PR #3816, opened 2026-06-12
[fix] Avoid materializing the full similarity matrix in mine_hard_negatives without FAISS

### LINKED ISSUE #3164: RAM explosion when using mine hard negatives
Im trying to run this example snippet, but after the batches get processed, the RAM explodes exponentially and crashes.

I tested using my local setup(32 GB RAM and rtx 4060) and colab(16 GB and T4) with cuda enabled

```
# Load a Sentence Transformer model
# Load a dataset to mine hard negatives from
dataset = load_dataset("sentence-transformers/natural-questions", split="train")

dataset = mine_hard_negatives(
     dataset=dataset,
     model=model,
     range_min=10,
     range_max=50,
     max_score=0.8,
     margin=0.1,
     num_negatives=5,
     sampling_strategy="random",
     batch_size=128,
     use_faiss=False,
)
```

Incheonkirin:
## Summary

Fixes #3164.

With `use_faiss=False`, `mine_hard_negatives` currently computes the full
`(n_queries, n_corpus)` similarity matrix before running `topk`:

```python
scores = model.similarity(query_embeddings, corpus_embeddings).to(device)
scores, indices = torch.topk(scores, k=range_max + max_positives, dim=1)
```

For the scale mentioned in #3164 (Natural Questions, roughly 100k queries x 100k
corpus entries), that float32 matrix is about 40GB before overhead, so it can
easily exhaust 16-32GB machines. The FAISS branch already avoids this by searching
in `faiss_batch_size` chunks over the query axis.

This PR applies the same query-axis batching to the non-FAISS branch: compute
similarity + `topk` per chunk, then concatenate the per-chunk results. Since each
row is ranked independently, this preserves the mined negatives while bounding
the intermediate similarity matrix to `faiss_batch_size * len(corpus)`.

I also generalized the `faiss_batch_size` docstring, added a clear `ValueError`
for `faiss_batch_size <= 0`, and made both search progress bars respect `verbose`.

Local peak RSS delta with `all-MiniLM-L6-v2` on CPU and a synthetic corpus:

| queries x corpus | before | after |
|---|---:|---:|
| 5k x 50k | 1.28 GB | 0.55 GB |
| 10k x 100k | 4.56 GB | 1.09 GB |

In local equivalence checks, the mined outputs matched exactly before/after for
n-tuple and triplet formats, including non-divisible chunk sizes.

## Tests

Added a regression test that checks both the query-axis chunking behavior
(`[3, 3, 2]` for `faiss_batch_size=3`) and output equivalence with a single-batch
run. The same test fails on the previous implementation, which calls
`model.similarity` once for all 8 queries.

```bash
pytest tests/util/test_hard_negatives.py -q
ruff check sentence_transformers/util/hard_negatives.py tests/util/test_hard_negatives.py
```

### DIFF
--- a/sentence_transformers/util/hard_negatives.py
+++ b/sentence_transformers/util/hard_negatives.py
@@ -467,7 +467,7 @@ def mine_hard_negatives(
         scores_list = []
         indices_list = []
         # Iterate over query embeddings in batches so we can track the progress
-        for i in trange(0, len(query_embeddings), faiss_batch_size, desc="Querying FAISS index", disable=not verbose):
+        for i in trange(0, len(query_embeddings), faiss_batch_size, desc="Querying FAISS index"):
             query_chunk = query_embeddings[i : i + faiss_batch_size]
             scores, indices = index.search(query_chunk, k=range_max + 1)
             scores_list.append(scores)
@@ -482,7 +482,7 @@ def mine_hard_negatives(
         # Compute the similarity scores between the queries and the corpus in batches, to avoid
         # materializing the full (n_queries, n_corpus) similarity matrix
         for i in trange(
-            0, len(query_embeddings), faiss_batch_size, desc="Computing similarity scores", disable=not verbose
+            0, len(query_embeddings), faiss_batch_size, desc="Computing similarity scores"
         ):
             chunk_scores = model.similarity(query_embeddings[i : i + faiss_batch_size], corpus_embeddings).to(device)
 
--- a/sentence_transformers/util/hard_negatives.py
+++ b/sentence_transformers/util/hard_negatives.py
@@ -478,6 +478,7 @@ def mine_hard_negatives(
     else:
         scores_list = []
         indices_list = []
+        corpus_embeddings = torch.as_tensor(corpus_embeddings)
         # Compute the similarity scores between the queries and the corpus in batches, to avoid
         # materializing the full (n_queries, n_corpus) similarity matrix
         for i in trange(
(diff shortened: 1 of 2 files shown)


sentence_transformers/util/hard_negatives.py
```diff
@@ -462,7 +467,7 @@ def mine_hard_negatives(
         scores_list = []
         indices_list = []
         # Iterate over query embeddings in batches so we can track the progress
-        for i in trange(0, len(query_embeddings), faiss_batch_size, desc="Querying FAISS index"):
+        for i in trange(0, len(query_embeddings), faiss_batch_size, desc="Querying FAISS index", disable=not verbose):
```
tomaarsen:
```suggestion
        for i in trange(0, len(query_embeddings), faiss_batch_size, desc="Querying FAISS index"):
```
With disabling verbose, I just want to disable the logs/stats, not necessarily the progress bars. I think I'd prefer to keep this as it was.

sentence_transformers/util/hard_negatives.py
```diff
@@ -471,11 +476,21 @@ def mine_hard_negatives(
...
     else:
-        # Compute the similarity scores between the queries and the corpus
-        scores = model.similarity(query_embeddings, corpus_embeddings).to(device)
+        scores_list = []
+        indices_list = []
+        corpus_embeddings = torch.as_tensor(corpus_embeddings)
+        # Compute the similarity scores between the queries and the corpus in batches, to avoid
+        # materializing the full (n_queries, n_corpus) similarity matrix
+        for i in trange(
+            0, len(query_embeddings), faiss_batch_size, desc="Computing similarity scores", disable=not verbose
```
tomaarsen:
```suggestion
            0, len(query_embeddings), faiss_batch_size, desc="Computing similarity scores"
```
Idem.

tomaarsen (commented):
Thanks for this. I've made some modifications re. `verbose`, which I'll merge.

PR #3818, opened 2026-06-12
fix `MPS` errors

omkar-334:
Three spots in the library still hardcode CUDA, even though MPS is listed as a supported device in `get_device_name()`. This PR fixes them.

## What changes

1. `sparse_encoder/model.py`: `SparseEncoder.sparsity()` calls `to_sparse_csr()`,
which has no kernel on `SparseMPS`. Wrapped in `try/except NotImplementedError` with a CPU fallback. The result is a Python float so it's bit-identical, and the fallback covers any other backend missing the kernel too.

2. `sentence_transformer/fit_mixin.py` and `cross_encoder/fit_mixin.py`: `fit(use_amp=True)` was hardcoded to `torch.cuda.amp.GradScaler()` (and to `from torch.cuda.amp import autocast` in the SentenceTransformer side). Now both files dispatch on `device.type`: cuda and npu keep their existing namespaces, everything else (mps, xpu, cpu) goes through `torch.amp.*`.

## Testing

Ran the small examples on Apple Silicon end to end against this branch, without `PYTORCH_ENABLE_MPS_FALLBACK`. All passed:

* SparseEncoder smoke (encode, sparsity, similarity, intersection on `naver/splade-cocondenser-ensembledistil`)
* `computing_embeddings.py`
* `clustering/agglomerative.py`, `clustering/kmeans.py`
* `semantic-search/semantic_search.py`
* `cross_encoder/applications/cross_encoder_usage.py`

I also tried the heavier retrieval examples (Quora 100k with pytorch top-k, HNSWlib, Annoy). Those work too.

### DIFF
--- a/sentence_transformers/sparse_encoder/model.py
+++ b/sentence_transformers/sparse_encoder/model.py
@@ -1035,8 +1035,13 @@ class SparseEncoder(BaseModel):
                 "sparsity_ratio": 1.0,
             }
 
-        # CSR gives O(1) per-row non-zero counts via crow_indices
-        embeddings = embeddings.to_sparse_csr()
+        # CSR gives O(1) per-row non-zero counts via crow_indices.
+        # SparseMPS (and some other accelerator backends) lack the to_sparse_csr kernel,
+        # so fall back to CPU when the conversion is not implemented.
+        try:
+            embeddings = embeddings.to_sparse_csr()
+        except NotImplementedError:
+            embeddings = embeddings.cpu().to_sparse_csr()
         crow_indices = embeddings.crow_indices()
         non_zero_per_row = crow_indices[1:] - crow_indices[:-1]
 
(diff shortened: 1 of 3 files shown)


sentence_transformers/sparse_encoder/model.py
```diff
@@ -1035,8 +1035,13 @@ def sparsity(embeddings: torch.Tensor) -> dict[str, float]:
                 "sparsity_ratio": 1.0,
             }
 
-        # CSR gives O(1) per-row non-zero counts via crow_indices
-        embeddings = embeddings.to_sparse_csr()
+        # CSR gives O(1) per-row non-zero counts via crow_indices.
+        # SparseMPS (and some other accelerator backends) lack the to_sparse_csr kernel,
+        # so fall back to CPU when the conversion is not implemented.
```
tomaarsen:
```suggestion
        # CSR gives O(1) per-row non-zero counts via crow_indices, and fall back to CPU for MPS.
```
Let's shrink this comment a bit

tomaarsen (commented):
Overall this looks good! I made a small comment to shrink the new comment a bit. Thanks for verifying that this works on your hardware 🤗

The task:
Using the records above, report each line with the string "branch".

Completed exercise:
easily exhaust 16-32GB machines. The FAISS branch already avoids this by searching
This PR applies the same query-axis batching to the non-FAISS branch: compute
Ran the small examples on Apple Silicon end to end against this branch, without `PYTORCH_ENABLE_MPS_FALLBACK`. All passed:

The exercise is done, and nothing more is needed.